In silico analysis of the Frank-Starling mechanism and its relationship with vascular filling therapy

The Frank-Starling (FS) mechanism is an essential regulatory mechanism of cardiac output. It is defined as follows: if more blood enters the ventricle, preload increases and, as an immediate response, the stroke volume (SV, the ejected blood volume) increases. It is commonly assumed that the length-dependent activation (LDA), a cellular property, underlies the FS mechanism. As preload increases, the length of cardiac fibers increases and they produce a greater contractile force. To investigate this presumed relationship between LDA and the FS mechanism, a 6-chamber lumped-parameter model of the cardiovascular system (CVS) is proposed. In this model, the active contraction of both ventricles is described at the cellular scale. This ensures that our multiscale model of ventricular contraction is able to link the important microscopic variables (cellular length and force) to the macroscopic variables (ventricular volume and pressure). We show that the FS mechanism is a deeply dynamical response to a change in preload, and this response is driven by LDA. But we also demonstrate that the maximal produced force is not a reliable index to determine SV variations upon preload increase.

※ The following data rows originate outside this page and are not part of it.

PR #617, opened 2022-06-22
Bump `cargo_metadata` to `v0.15.0`

HCastano:
Looks like `v0.14.3` was yanked, which is causing problems if you try
and install `cargo-contract` from Git.


ascjones (approved):

ascjones (commented):
Dunno why all CIs are failing though

PR #633, opened 2022-07-06
Update linting nightly, fix UI tests

ascjones:


ascjones:
> Hey nice! How did you do the linting upgrade?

We then use our model to investigate the relationship between the FS mechanism and vascular filling. The latter is a commonly used therapy in intensive care units, where fluid infusions are performed in order to restore the patient’s cardiac output. It is believed that increasing the circulating blood volume increases the preload, hence the SV. We perform vascular filling (and emptying) simulations with our CVS model and observe two things. First, LDA is responsible for the increase in SV following vascular filling. Second, preload is not the only variable to monitor in order to predict the patient response to fluid therapy. Afterload should also be considered, as fluid infusions also impact the resistance to blood ejection, which tends to counterbalance the LDA effect and reduce the expected SV increase.